Simulation randomness and how to handle failed runs

Running reinforcement learning problems requires a large amount of runs. This can really challenge your model. You might assume some situations to be very unlikely (e.g., only happen 1% of the times). However, when you multiply this probability by thousands or milions of runs, you will, for sure, get them. If this rare situations are bugs, replicating them to fix them might be challenging but critical. This is due to lack of control on random number generation happening on the reinforcement learning side.
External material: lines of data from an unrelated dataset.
PR #1257, opened 2026-06-05
feat(api): open public-decision reads + decision posts to no-JWT/anonymous callers

valentin0h:
feat(api): open public-decision reads and decision posts to no-JWT/anonymous callers

### DIFF
--- a/packages/common/src/services/access/index.ts
+++ b/packages/common/src/services/access/index.ts
@@ -1,4 +1,5 @@
 import { cache } from '@op/cache';
+import { GLOBAL_USER_PUBLIC } from '@op/core';
 import { db, eq } from '@op/db/client';
 import { organizations, users } from '@op/db/schema';
 import type { User } from '@op/supabase/lib';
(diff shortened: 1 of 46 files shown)


packages/common/src/services/access/index.ts
```diff
@@ -30,6 +31,77 @@ export type ProfileUserWithNormalizedRoles = ProfileUserBase & {
...
+ * is part of the identity, so a stale `[organizationId, user.id]` key would miss
+ * and serve removed/demoted members their old roles until TTL.
+ */
+export const orgUserCacheKey = ({
+  user,
+  organizationId,
+}: {
+  user?: AccessUser;
+  organizationId: string;
+}): [string, string] => [organizationId, resolveAccessUserIds(user).join(':')];
```
scazan, line 66: I'm wondering why we need a special key here since all users should probably inherit the rights of the GLOBAL_PUBLIC_USER. In that case, this is still just their role and no need to collect the ids into a separate cache key. This doesn't really have an effect I'd imagine unless there are spots where we don't merge in the role in which case we have two cache keys to invalidate which would be harder to deal with.

packages/common/src/services/access/index.ts
```diff
@@ -30,6 +31,77 @@ export type ProfileUserWithNormalizedRoles = ProfileUserBase & {
...
+    roles: Parameters<typeof getNormalizedRoles>[0];
+  },
+>(
+  rows: TRow[],
+  user?: AccessUser,
+): { baseRow: TRow; normalizedRoles: NormalizedRole[] } => {
+  const ownRow = rows.find((row) => row.authUserId === user?.id);
+  return {
+    baseRow: ownRow ?? rows[0]!,
+    normalizedRoles: rows.flatMap((row) => getNormalizedRoles(row.roles)),
```
scazan, line 101: `their own u the public..` seems like some missing letters there. not sure what `u` is.

packages/common/src/services/access/index.ts
```diff
@@ -30,6 +31,77 @@ export type ProfileUserWithNormalizedRoles = ProfileUserBase & {
...
+export const profileUserCacheKey = ({
+  user,
+  profileId,
+}: {
+  user?: AccessUser;
+  profileId: string;
+}): [string, string] => [profileId, resolveAccessUserIds(user).join(':')];
+
+/**
+ * Collapse the grant rows matched for a caller (their own ∪ the public
```
scazan, line 84: This "Collapse" comment threw me a little because our access library also has a concept of collapsing roles but it's not the same here. We are collecting roles rather than collapsing them.

packages/common/src/services/decision/listProposals.ts
```diff
@@ -157,18 +158,28 @@ export const listProposals = async ({
...
-    throw new UnauthorizedError('User must be authenticated');
+  // Resolve the caller's profile once; it's reused for ballot auth, the
+  // HIDDEN visibility filter, and owner/editable checks further down. Public
+  // (no-JWT) and anonymous callers have no account profile — treat as none.
+  let currentProfileId: string | undefined;
+  if (user) {
+    try {
+      currentProfileId = await getCurrentProfileId(user.id);
+    } catch {
+      currentProfileId = undefined;
```
scazan, line 173: Is this actually necessary?

packages/common/src/services/decision/listProposals.ts
```diff
@@ -157,18 +158,28 @@ export const listProposals = async ({
...
+    }
   }
 
-  // Resolve the caller's profile once; it's reused for ballot auth, the
-  // HIDDEN visibility filter, and owner/editable checks further down.
-  const currentProfileId = await getCurrentProfileId(user.id);
+  // Caller's own grants unioned with public (GLOBAL_USER_PUBLIC) grants — used
+  // for the draft and HIDDEN visibility subqueries below.
+  // INVARIANT: public grants must only be placed on the process/decision
```
scazan, line 179: oof. this feels a bit risky. I wonder if we should limit HIDDEN and draft to edit permissions in that case. Because read access makes sense here on the proposal directly.

packages/common/src/services/decision/voting.ts
```diff
@@ -337,17 +337,21 @@ export const submitVote = async ({
...
-
   try {
-    const profileId = await getIndividualProfileId(authUserId);
+    // Public / anonymous callers have no individual profile (→ no ballot).
+    let profileId: string | undefined;
+    if (user) {
+      try {
+        profileId = await getIndividualProfileId(user.id);
+      } catch {
+        profileId = undefined;
```
scazan, line 352: same thing. I wonder what this does since profileId is already undefined.

packages/common/src/services/decision/voting.ts
```diff
@@ -382,27 +386,33 @@ export const getVotingStatus = async ({
...
-        voteProposals: {
-          with: {
-            proposal: {
-              with: {
-                profile: {
-                  columns: {
-                    name: true,
+    let voteSubmission = null;
+    if (profileId) {
+      voteSubmission = await db._query.decisionsVoteSubmissions.findFirst({
```
scazan, line 391: Should you switch to relations v2 here?

services/api/src/routers/decision/proposals/get.ts
```diff
@@ -1,14 +1,18 @@
...
 
-import { networkAuthenticatedProcedure, router } from '../../../trpcFactory';
+import { openProcedure, router } from '../../../trpcFactory';
 
 export const getProposalRouter = router({
-  getProposal: networkAuthenticatedProcedure()
+  /**
+   * NOTE: not wrapped in a shared `cache()` here. The cache key is keyed by
+   * profileId only (no caller identity), so a cache hit would serve the
+   * proposal to a non-member and bypass the authz inside `getProposal`. The
```
scazan, line 12: `authz` let's just use the few extra characters to make this shortening clear :) As much as possible we should avoid acronyms and unnecessary shortenings.

scazan (approved):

ALPypeRL gives you the posibility to control the randomness of the runs by printing the seed used for each run. Then, you can tell ALPypeRLConnector to use that specific seed, replicate the run and debug it.

In the ALPypeRLConnector properties you can see a section for controlling the Randomness. There are 2 options:

  • [Default] Random seed (unique runs): This option will use a random seed for each run. This is the default option. Each run will print the seed used.
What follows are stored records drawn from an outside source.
PR #1261, opened 2026-06-07
feat(db): add location geometry column to proposals

bloudermilk:
## Summary

Database-only changes for the upcoming proposal **Location** field ([Asana task](https://app.asana.com/0/0/1214496568127695/f)), split out so migrations can land and deploy ahead of the application code.

- Add `location geometry(point, 4326)` to `decision_proposals` — a denormalized projection of `proposalData.location` (`{ lat, lng }`) for PostGIS queries
- Column flows into `decision_proposal_history` automatically via the shared `proposalColumns` spread
- GiST index `proposals_location_gist_idx`
- Custom migration updates the `create_proposal_history()` trigger to copy `NEW.location` into history snapshots

The column is nullable and nothing references it yet, so this is safe to merge independently.

## Stacked PRs

This is **PR 1 of 2**. The application code (template builder, participant stub, write-path sync) follows in the stacked PR from `issue-1214496568127695`.

## Test plan

- `pnpm w:db generate` output reviewed; both migrations applied + verified against the local docker stack (columns, index, and trigger confirmed via psql)
- Unit tests for the projection helper live in the follow-up PR alongside the code


bloudermilk:
No longer necessary as we're using profiles location rather than a new column.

  • Fixed seed (reproducible runs): This option will use a fixed seed for all the runs. This is useful for debugging purposes. You can replicate a run by using the same seed.
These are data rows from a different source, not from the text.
PR #1262, opened 2026-06-07
feat(decisions): add location field to proposal templates

bloudermilk:
## Summary

Adds a **Location** field to decision-making proposal templates. Asana tasks:
* https://app.asana.com/1/1108348036672214/project/1215095416548888/task/1214496568127695?focus=true
* https://app.asana.com/1/1108348036672214/project/1215095416548888/task/1214497793161444?focus=true
* https://app.asana.com/1/1108348036672214/project/1215095416548888/task/1214497793161424?focus=true

## Open Issues

- [x] Should we revert Posthog CORS workaround or get permission to integrate
- [ ] I plan to refactor map components as there's unnecessary duplication now
- [x] How to handle marker placements that don't resolve to an address?

## Pre-deploy checklist

- [ ] Merge and run #1294 migrations
- [ ] Set `NEXT_PUBLIC_MAPTILER_API_KEY` to an organization-owned API key
- [ ] Enable `gis_maps` feature flag

## Post-deploy checklist

- [ ] Seed Columbus city council districts [geojson](https://opendata.columbus.gov/datasets/columbus::columbus-city-council-districts/explore?location=39.967058%2C-82.978761%2C15) with `import:boundaries`


bloudermilk:
@scazan first pass at proposal location backend and template UX. Some assumptions I made which should be verified:
* Not all proposals will have a location, so it is added manually rather than automatically with every template
* Only one location field can be added to a proposal
* When added to a template, it is always a required field

Also of note:
* The migrations are defined in a separate PR #1261 which should be merged first, but are also included in this branch
* This PR does not address the map component/location selection UI

Looking forward to any feedback you might have before I move forward with the map UI and other scope.

bloudermilk:
### Added: automatic council-district tagging

This branch now also includes the district-boundary feature (commits `feat(db): add decision_boundaries schema` + `feat(decisions): auto-tag proposals by district boundary with location validation`):

- Proposals are auto-tagged with the council-district category whose boundary contains the placed pin (`ST_Contains`), surfaced on the map badge and the existing category filter.
- Location is validated against boundaries on submit (required when the template collects a location).
- A `pnpm --filter @op/common import:boundaries` CLI imports district GeoJSON.

**Deploy ordering:** depends on #1294 (the `decision_boundaries` migration) being **merged and deployed first**. This branch carries the Drizzle *schema* so it compiles, but the migration itself ships in #1294 — merge #1294, then sync this branch with `dev` before merging.

bloudermilk:
This PR is far from perfect but it's getting big enough that a review would be really helpful!

apps/app/src/components/collaboration/CollaborativeDropdownField.tsx
```diff
@@ -20,6 +20,18 @@ interface CollaborativeDropdownFieldProps {
...
+   * boundary-resolved council district). `undefined` means "no auto-resolution
+   * settled yet — don't touch the selection"; `null` means "resolved to no
+   * value". When the auto value changes, the previously auto-applied value is
+   * swapped out; a value the user chose manually is otherwise preserved.
+   *
+   * Routing this through the field (rather than a second collaborative writer
+   * on the same fragment) keeps a single writer per fragment — two writers race
+   * under Yjs and duplicate the stored text.
+   */
+  autoValue?: string | null;
```
bloudermilk: Without knowing the internals of Yjs I had a hard time verifying the need for this, but the bug it fixed was real. The District auto-selection feature writes to the categories field on the client when matched, which was causing strange behavior. Maybe there's a more paradigmatic way to handle this feature?

services/api/src/routers/taxonomy/reverseGeocode.ts
```diff
@@ -0,0 +1,102 @@
...
+      throw new Error(
+        `Google Geocoding API error: ${data.error_message || data.status || response.statusText}`,
+      );
+    }
+
+    const place = data.results?.[0];
+
+    // Open water, deserts, etc. return no address — the caller falls back to a
+    // bare coordinate.
+    if (!place) {
```
bloudermilk: Should we avoid persisting locations that can't be reverse geocoded?

services/api/src/routers/taxonomy/index.ts
```diff
@@ -1,5 +1,10 @@
 import { mergeRouters } from '../../trpcFactory';
 import { getGeoNames } from './geoNames';
+import { reverseGeocode } from './reverseGeocode';
```
bloudermilk, line 3: Is this the correct router for this functionality? Reverse geocoding is used for persisting locations. I'm guessing geonames is in here because those get persisted as a taxonomy?

packages/ui/src/components/Menu.tsx
```diff
@@ -50,7 +50,7 @@ export const menuItemStyles = tv({
     },
     isDisabled: {
       false: 'text-neutral-black',
-      true: 'text-neutral-gray2',
+      true: 'cursor-default text-neutral-gray2',
```
bloudermilk, line 53: Menu headings were using `cursor-pointer` but had no associated action.

packages/common/src/services/decision/validateProposalAgainstTemplate.ts
```diff
@@ -50,10 +54,12 @@ export async function validateProposalAgainstTemplate(
...
     schemaValidator.assertProposalData(proposalTemplate, validationData);
-  } else {
-    schemaValidator.assertProposalData(proposalTemplate, {
-      ...storedProposalData,
-      ...(shouldInjectTitle ? { title } : {}),
-    });
+    return validationData;
   }
+
+  schemaValidator.assertProposalData(proposalTemplate, {
```
bloudermilk, line 69: Not actually clear to me whether/why this change was needed.

bloudermilk (commented):
I left some comments in areas with known quirks or questions. To be frank, between this being a new project for me and using Claude to generate most of the code, there are a lot of aspects I don't fully understand. I'm very curious to learn how code reviews work on your team and am very open to any feedback you all have on the results or process.

services/api/src/routers/taxonomy/reverseGeocode.ts
scazan: We should certainly store them, however, it's ok to not include the placeId for sure.

apps/app/src/components/decisions/location/dynamicMap.tsx
```diff
@@ -0,0 +1,15 @@
...
+
+/**
+ * Client-only handle to {@link MapCanvas}. `ssr: false` keeps `maplibre-gl` out
+ * of the server bundle entirely — it is fetched and compiled on the client only
+ * when a location field actually mounts.
+ */
+export const MapCanvas = dynamic(() => import('./MapCanvas'), {
+  ssr: false,
+  loading: () => (
+    <div className="h-44 sm:h-80 w-full animate-pulse border border-neutral-gray1 bg-neutral-gray1" />
```
scazan: We can use our `<Skeleton>` component here

apps/app/src/components/decisions/location/LocationMapField.tsx
```diff
@@ -0,0 +1,172 @@
...
+      // The user placed the pin directly — clear any stale search result.
+      setSearchResetToken((token) => token + 1);
+
+      // Commit the dropped coordinate immediately so the controlled marker
+      // sticks at the new spot instead of snapping back to its prior position
+      // while reverse geocoding is in flight.
+      onChange({ lat: lngLat.lat, lng: lngLat.lng });
+
+      try {
+        const { geoname } = await utils.taxonomy.reverseGeocode.fetch({
```
scazan: We should lean into useSuspenseQuery and useQuery instead of fetch. This bakes in react-query so we get all the benefits of caching. We can avoid the try/catch there as a result.

apps/app/src/components/decisions/location/LocationMapField.tsx
```diff
@@ -0,0 +1,172 @@
...
+          <div className="flex min-w-0 flex-col gap-0.5">
+            <span
+              className={
+                isWithinArea ? 'text-neutral-black' : 'text-functional-red'
+              }
+              dir="auto"
+            >
+              {/* While reverse geocoding is in flight `address` is undefined —
+                  render nothing rather than exposing raw coordinates. */}
+              {value ? value.address : t('No location selected')}
```
scazan, line 163: Will this show "No location selected" for all pins that can't be reverse geocoded?

apps/app/src/components/decisions/location/LocationMapField.tsx
```diff
@@ -0,0 +1,172 @@
...
+            </span>
+            {!isWithinArea && (
+              <span className="text-sm text-functional-red">
+                {t('This address is outside the allowed proposal area.')}
```
scazan, line 167: Is there a way we can block this instead? maybe don't allow a pin to be placed outside the districts?

apps/app/src/components/decisions/location/mapConfig.ts
```diff
@@ -0,0 +1,24 @@
...
+
+/** Fallback camera target before a location is chosen (Bexley, OH). */
+export const DEFAULT_MAP_CENTER: LngLat = { lng: -82.9371, lat: 39.9686 };
+
+/**
+ * Starting camera for the Location field's "Map view" config before an admin
+ * has positioned it: the whole globe, centered on Columbus, OH.
+ */
+export const DEFAULT_LOCATION_FIELD_MAP_VIEW: MapDefaultView = {
+  center: { lng: -82.9988, lat: 39.9612 },
```
scazan, line 24: We probably want this to be configured via either the process or set through "Use my location". More of a comment for the future here and maybe to add a TODO:

apps/app/src/components/decisions/ProcessBuilder/stepContent/template/TemplateEditorContent.tsx
```diff
@@ -161,6 +162,12 @@ export function TemplateEditorContent({
     [template],
   );
 
+  // Single-instance field types that can't currently be added
+  const disabledTypes = useMemo<FieldType[]>(
```
scazan, line 166: any reason we want to limit this? We can already gate it via the feature flag

apps/app/src/components/decisions/ProcessBuilder/stepContent/template/FieldCard.tsx
```diff
@@ -203,7 +208,8 @@ export function FieldCard({
               <span className="text-neutral-charcoal">{t('Required?')}</span>
               <ToggleButton
                 size="small"
-                isSelected={field.required}
+                isSelected={isLocation || field.required}
```
scazan, line 211: We can keep this optionally required. They'll want to keep it required when they setup their instance. Same with below since not-required should be an option for this.

apps/app/src/components/decisions/ProcessBuilder/stepContent/template/FieldConfigLocation.tsx
```diff
@@ -0,0 +1,62 @@
...
+}: FieldConfigProps) {
+  const t = useTranslations();
+
+  const initialView = useRef(
+    fieldSchema['x-map-default'] ?? DEFAULT_LOCATION_FIELD_MAP_VIEW,
+  );
+
+  return (
+    <div className="space-y-2">
+      <h4 className="text-sm text-neutral-charcoal">{t('Map view')}</h4>
```
scazan: Small thing, we can use the `<HeaderX>` components here. If there is no `<Header4>` then one can be added. Most headers end up with the text-title-sm instead but it could be that there is an exception here (would have to check the figma)

apps/app/src/components/decisions/proposalEditor/ProposalFormRenderer.tsx
```diff
@@ -407,12 +487,30 @@ export function ProposalFormRenderer({
...
+  const gisMapsEnabled = useFeatureFlag('gis_maps');
   const formGapClass = mode === 'preview-template' ? 'gap-4' : 'gap-8';
 
   const titleField = fields.find((f) => f.key === 'title');
   const categoryField = fields.find((f) => f.key === 'category');
   const budgetField = fields.find((f) => f.key === 'budget');
-  const dynamicFields = fields.filter((f) => !f.isSystem);
+  // The location field lives behind the `gis_maps` flag. Filtering it out here
+  // also leaves `locationField` undefined, so no district is auto-resolved.
+  const dynamicFields = fields.filter(
```
scazan, line 464: small nit.. this could be done in one go with a reduce :) This way it could also support multiple locations

apps/app/src/components/decisions/proposalEditor/ReadonlyProposalFields.tsx
```diff
@@ -93,6 +93,37 @@ export function ReadonlyDropdownField({
...
+}: {
+  /** Preformatted coordinates, e.g. `"12.34, 56.78"`. */
+  value: string | null;
+  title?: string;
+  description?: string;
+  placeholder: string;
+}) {
+  const content = (
+    <Button variant="pill" color="pill" className="justify-start text-start">
+      {value ?? placeholder}
```
scazan: Is the LocationField only rendering as a pill button? Should this be a map?

apps/app/src/components/decisions/proposalTemplate.ts
```diff
@@ -493,6 +516,10 @@ export function ensureLockedFields(
   } else {
     currentRequired.delete('category');
   }
+  // The location field is always required when present
```
scazan, line 519: We don't want to require by default. Better to have a toggle like we do with the others. On this note, I'm wondering if we can simply allow multiple locations so that this becomes a bit simpler (the profiles support multiple locations in the backend already). We can simply allow it to be a dynamic field like the others. Where we do they "sync" we can, for now, just replace all with the new one(s). This would open up for a lot of situations in other processes.

packages/common/src/services/decision/syncProposalProfileLocation.ts
```diff
@@ -0,0 +1,86 @@
...
+ * the join in place.
+ *
+ * Never throws on a bad value — a malformed location degrades to "no link"
+ * instead of failing the surrounding write. Must run inside the same
+ * transaction as the proposal write (`tx`).
+ */
+export async function syncProposalProfileLocation(
+  tx: DbClient,
+  proposalProfileId: string,
+  proposalData: unknown,
```
scazan: We should definitely type this one (generally we keep the type assertions as close to the DB call as possible)

packages/common/src/services/decision/validateProposalAgainstTemplate.ts
scazan: Seems mostly like a stylistic update. looks good to me though

services/api/src/routers/decision/resolveBoundary.ts
```diff
@@ -0,0 +1,33 @@
...
+  name: z.string(),
+  taxonomyTermId: z.string().nullable(),
+});
+
+const resolveBoundaryOutputSchema = z.object({
+  boundary: resolvedBoundaryEncoder.nullable(),
+});
+
+export const resolveBoundaryRouter = router({
+  resolveBoundary: networkAuthenticatedProcedure()
```
scazan: Small update. This should use `authenticatedProcedure` instead. This is some new stuff pretty unique to our codebase right now.

services/api/src/routers/taxonomy/index.ts
scazan: yeah, this makes sense for now. We can always move it.

services/api/src/routers/taxonomy/reverseGeocode.ts
```diff
@@ -0,0 +1,102 @@
...
+    )
+    .output(
+      z.object({
+        geoname: ReverseGeoNameSchema.nullable(),
+      }),
+    )
+    .query(async ({ input }) => {
+      const { lat, lng } = input;
+
+      const geoname = await cache({
```
scazan: perfect with the caching here!

services/api/src/routers/taxonomy/reverseGeocode.ts
```diff
@@ -0,0 +1,102 @@
...
+  address: z.string(),
+  lat: z.number(),
+  lng: z.number(),
+  countryCode: z.string().optional(),
+  countryName: z.string().optional(),
+});
+
+type ReverseGeoName = z.infer<typeof ReverseGeoNameSchema>;
+
+const reverseGeocodePoint = async ({
```
scazan: This should be moved to the packages/common/src/services. We are keeping routers slim and database-less.

.env.docker
```diff
@@ -42,3 +42,7 @@ SSR_SECRETS_KEY={"alg":"A256CBC","ext":true,"k":"xUWFSEEnQPIlAkPqTxnIsZz5VRacNPE
 
 # S3 asset root — point at Supabase Storage for local dev
 S3_ASSET_ROOT=http://localhost:3121/storage/v1/object/public/assets
+
+# ── Maps ─────────────────────────────────────────────────────────────────────
+# MapTiler client key for map tiles/styles. Publishable client key — safe to commit.
+NEXT_PUBLIC_MAPTILER_API_KEY=uNCePYY380rbdWbgIYS7
```
scazan: We probably want to copy this over instead from the local environment. If others are hosting Common it needs to avoid using our key here.

apps/app/src/components/collaboration/CollaborativeDropdownField.tsx
scazan: Could we just have this done on update and submit? We can avoid doing the district auto-selection on the client end entirely maybe.

scazan (commented):
Great work! left some comments mostly to help guide some things.

apps/app/src/components/decisions/location/LocationMapField.tsx
bloudermilk: @scazan currently we show the raw latitude/longitude values if we can't reverse geocode. This is actually related to the question I asked in my own review. Do we want to expose latitude/longitude to the user? Or prevent people from tagging locations that can't be reverse geocoded to an address?

apps/app/src/components/decisions/location/LocationMapField.tsx
bloudermilk: @scazan IMO the UX as-designed (with the error message) is more intuitive. Interfering with the ability to place a marker or filtering the addresses that show up in search could be confusing. The way it is now, users are free to enter any address or place a marker anywhere then they get clear feedback on whether the location is valid or not. 

Judging by the complex boundary shapes of these districts, I wouldn't be surprised if this ends up being an education moment for some citizens. There are a bunch of gaps in the middle that you might expect to be in the city which aren't.

apps/app/src/components/decisions/location/mapConfig.ts
bloudermilk: @scazan FYI we do support configuring the default map location for each process in the admin. This location is what the admin would see when they first load up a fresh template. It's zoomed out to the whole globe, so centering on Columbus ends up not being noticeable. Agreed a future improvement would be to geolocate the admin 💯

Would you like me to track that as a TODO or an Asana ticket?

apps/app/src/components/decisions/ProcessBuilder/stepContent/template/TemplateEditorContent.tsx
bloudermilk: This is the mechanism to prevent admins from adding multiple Location fields to a process. This behavior wasn't specified and supporting multiple locations added a complexity that didn't qualify as MVE in my opinion.

.env.docker
bloudermilk: Will move to `.env.local` / `.env`

apps/app/src/components/collaboration/CollaborativeDropdownField.tsx
bloudermilk: @scazan let's give it a shot and see how it feels. The UX to get right is the immediate district feedback in the map component, so the participant knows whether or not their location is valid.

I'll try to apply auto-tagging on save server-side. This should be fine as long as the client updates to show the added category. Otherwise it could lead to the client overwriting the tagged category.

I'll do this in its own commit so it's easy to roll back.

apps/app/src/components/decisions/location/LocationMapField.tsx
scazan: ah great. no I think that raw lat/lng makes sense.

apps/app/src/components/decisions/ProcessBuilder/stepContent/template/FieldCard.tsx
bloudermilk: @scazan sorry, I'm interpreting these two statements as contradictory:

> We can keep this optionally required. They'll want to keep it required when they setup their instance.

Seeing two possible pathways:
A) My original interpretation of the spec: admins always *require* a location to be provided if a location field is present. Hence showing the toggle and enforcing that it stays on.
B) We could allow that Location itself is optional, while *required* logic is enforced exclusively at the district category level.

apps/app/src/components/decisions/proposalTemplate.ts
bloudermilk: @scazan if you want I can spend some time on this today but it's definitely additional scope and potentially taking time away from other features.

Could you clarify this statement?
> Where we do they "sync" we can, for now, just replace all with the new one(s).

apps/app/src/components/decisions/proposalEditor/ReadonlyProposalFields.tsx
bloudermilk: @scazan I will improve the preview mode, time-permitting!

https://app.asana.com/1/1108348036672214/project/1215095416548888/task/1215823399823188

apps/app/src/components/collaboration/CollaborativeDropdownField.tsx
scazan: ahh I see. Well let's go with the MVE generally and we can iterate as needed.

apps/app/src/components/decisions/location/mapConfig.ts
scazan: Definitely just a TODO. but added this mostly for myself :)

apps/app/src/components/decisions/proposalTemplate.ts
bloudermilk: Keeping this as-is for MVE given the scope ambiguity of having this field be optional or multiple.

bloudermilk (commented):
@scazan I fixed most of the smaller changes. Added one Asana story for an admin-facing improvement, one TODO you requested, and deferring some higher-lift requests for now.

Reminder that you will need to generate and configure the `NEXT_PUBLIC_MAPTILER_API_KEY` across CI/hosts.

apps/app/src/components/decisions/ProcessBuilder/stepContent/template/FieldCard.tsx
scazan: ah sorry, I meant that in the app you would toggle required on/off but that the first user will be toggling that on by chance.

In that way this should require less work. just field.required . no special functionality here is what I meant including enforcing it at the district level.

you can definitely leave it though and we can iterate internally if you want (same with all of the comments). definitely dont want to pull time away from other things.

scazan (approved):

ALPypeRLConnector randomness options

Important

If your model is stochastic (e.g., uses distributions such as uniform() or normal()), you MUST retrieve the Randon Number Generator from the ALPypeRLConnector and use it in all your distributions. Otherwise, you will not be able to replicate the runs. For example, the CartPole models sets the cartpole position randomly. To make use of the ALPypeRLConnector randomness you must rewrite your distributions as follows (check the state variable in the CartPole agent):

CartPole state

AnyLogic distributions allow you to provide a Random instance in all distributions to control how they are seeded. You can retrieve the ALPypeRLConnector randomness by using the alPypeRLConnector.getRNG() method.